(Stored items)
★ ★ ★ ★ ★
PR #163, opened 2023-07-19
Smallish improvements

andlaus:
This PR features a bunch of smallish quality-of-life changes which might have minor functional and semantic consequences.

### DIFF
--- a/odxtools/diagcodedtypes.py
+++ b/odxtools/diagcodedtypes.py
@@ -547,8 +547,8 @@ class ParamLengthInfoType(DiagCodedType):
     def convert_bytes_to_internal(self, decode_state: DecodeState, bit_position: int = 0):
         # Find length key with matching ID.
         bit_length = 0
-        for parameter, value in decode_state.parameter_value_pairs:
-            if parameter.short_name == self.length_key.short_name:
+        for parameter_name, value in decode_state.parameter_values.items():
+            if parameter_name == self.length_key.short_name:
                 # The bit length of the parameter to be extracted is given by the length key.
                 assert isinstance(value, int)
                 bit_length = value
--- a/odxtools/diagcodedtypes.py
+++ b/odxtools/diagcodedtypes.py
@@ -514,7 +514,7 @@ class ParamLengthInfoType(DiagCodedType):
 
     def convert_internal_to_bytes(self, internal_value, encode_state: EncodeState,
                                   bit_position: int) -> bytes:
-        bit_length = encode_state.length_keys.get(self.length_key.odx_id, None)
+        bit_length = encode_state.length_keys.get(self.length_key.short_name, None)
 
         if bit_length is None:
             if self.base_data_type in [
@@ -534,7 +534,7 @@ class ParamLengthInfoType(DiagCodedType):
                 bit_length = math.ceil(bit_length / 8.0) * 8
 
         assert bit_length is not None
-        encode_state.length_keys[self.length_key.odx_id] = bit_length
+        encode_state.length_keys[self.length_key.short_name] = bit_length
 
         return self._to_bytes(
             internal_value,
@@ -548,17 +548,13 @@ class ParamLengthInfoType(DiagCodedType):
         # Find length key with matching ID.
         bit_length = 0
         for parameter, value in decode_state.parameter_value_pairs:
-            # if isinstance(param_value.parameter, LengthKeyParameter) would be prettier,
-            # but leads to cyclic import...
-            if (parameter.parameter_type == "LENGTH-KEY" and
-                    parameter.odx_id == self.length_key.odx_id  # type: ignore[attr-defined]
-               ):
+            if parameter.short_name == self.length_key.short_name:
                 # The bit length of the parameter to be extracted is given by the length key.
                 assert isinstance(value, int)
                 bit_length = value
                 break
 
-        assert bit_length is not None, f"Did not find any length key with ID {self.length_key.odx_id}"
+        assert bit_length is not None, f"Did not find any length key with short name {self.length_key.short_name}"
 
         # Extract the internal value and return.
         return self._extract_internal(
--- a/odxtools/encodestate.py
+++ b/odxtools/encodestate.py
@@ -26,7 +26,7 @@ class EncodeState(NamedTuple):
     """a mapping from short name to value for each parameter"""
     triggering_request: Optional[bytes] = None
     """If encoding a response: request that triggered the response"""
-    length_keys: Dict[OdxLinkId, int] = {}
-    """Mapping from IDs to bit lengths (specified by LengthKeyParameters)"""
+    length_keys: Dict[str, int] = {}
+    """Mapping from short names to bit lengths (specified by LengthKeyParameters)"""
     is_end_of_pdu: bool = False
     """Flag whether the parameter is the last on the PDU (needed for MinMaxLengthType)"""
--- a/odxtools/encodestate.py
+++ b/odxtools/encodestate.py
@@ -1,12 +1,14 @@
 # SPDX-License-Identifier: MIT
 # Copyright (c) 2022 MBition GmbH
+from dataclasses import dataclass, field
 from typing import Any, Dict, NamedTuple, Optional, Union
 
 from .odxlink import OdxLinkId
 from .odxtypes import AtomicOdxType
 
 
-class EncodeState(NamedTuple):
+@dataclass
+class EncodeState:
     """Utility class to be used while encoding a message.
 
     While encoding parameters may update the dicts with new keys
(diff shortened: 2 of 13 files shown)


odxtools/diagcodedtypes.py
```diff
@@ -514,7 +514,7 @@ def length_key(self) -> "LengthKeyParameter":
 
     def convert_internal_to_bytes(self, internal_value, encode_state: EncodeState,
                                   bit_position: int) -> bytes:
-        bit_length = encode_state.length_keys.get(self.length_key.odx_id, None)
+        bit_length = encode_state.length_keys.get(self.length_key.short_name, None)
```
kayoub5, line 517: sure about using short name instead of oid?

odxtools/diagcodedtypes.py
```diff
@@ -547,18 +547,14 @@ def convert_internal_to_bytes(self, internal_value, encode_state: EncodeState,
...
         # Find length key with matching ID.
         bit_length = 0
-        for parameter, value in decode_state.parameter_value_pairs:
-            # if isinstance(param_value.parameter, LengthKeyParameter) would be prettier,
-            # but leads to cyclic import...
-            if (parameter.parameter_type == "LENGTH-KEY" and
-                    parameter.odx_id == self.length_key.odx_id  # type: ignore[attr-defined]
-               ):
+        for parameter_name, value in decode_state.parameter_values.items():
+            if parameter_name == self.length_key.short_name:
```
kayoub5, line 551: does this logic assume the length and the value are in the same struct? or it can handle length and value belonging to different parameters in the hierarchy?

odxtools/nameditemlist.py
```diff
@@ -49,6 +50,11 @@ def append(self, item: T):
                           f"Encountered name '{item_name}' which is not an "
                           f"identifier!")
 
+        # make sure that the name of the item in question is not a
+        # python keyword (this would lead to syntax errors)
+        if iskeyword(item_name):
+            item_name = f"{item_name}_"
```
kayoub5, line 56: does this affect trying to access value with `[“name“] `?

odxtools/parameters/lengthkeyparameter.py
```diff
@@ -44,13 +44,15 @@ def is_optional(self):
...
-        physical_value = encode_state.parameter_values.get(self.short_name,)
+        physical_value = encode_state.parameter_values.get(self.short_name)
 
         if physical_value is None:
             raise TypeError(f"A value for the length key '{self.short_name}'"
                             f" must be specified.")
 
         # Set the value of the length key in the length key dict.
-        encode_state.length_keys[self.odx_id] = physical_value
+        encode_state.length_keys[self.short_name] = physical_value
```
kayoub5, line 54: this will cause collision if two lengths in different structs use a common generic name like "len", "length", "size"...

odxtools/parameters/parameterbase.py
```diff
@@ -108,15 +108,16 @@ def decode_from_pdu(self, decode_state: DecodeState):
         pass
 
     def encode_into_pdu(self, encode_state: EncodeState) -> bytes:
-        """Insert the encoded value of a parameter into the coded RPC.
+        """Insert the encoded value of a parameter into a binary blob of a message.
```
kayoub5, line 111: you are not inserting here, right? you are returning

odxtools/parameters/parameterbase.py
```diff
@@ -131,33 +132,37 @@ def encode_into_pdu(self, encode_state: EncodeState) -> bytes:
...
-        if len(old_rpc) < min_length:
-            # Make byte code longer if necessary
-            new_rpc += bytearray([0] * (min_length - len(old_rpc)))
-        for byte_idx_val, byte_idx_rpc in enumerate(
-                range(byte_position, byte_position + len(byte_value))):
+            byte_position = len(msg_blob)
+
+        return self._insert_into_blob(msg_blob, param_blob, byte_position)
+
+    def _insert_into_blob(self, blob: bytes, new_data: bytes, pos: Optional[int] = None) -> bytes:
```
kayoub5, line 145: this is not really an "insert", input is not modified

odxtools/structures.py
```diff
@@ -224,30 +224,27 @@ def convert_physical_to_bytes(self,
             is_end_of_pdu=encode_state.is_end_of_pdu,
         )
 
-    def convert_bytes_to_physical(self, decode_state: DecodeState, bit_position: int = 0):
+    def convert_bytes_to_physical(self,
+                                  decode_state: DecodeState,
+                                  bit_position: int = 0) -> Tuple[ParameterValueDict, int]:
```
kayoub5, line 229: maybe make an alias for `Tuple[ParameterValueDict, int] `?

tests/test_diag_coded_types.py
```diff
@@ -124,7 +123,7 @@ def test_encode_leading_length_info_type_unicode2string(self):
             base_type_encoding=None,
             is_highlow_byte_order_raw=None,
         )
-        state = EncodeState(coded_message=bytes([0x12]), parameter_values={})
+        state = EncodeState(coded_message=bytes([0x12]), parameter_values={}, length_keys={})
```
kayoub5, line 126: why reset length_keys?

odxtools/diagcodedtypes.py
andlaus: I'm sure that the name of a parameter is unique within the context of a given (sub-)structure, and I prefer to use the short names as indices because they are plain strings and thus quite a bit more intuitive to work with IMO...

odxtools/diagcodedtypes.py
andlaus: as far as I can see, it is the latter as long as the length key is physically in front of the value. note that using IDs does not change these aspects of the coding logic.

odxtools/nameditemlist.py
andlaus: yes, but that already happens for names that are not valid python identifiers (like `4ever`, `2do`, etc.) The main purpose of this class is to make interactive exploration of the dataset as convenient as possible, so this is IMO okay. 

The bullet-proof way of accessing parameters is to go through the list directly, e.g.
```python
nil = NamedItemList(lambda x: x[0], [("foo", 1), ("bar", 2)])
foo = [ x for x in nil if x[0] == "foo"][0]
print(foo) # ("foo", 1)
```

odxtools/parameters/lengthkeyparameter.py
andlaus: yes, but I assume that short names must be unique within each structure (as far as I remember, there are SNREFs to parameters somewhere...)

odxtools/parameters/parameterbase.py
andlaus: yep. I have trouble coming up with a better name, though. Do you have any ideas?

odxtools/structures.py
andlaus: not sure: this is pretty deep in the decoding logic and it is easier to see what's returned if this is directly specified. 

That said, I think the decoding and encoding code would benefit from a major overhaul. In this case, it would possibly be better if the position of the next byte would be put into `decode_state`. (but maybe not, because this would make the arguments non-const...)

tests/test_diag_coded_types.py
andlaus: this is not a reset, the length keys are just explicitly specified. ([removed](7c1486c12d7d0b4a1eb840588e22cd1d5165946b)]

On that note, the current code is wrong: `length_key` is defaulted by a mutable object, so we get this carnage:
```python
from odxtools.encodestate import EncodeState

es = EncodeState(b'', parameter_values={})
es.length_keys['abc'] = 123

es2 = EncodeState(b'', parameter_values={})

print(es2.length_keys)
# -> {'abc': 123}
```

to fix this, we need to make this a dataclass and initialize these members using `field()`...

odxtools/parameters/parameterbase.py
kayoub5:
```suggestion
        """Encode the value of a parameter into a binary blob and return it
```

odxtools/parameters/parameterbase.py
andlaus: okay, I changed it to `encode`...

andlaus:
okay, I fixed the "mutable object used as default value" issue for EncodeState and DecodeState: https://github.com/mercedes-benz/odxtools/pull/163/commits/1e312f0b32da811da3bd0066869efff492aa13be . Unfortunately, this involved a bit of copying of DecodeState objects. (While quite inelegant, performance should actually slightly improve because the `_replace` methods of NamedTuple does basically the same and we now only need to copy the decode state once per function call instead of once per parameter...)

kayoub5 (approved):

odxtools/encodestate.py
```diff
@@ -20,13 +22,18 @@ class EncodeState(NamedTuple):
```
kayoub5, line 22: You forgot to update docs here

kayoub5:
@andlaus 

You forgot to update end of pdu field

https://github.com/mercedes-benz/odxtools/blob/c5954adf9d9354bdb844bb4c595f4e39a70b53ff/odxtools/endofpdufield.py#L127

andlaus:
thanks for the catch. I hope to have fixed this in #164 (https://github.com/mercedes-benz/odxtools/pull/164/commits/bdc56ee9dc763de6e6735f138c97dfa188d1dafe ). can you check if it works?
★ ★ ★ ★ ★
◆ What you have to do:
The lines to return are those with the string "https" in them; copy each from the entries above.

◆ Your response:
okay, I fixed the "mutable object used as default value" issue for EncodeState and DecodeState: https://github.com/mercedes-benz/odxtools/pull/163/commits/1e312f0b32da811da3bd0066869efff492aa13be . Unfortunately, this involved a bit of copying of DecodeState objects. (While quite inelegant, performance should actually slightly improve because the `_replace` methods of NamedTuple does basically the same and we now only need to copy the decode state once per function call instead of once per parameter...)
https://github.com/mercedes-benz/odxtools/blob/c5954adf9d9354bdb844bb4c595f4e39a70b53ff/odxtools/endofpdufield.py#L127
thanks for the catch. I hope to have fixed this in #164 (https://github.com/mercedes-benz/odxtools/pull/164/commits/bdc56ee9dc763de6e6735f138c97dfa188d1dafe ). can you check if it works?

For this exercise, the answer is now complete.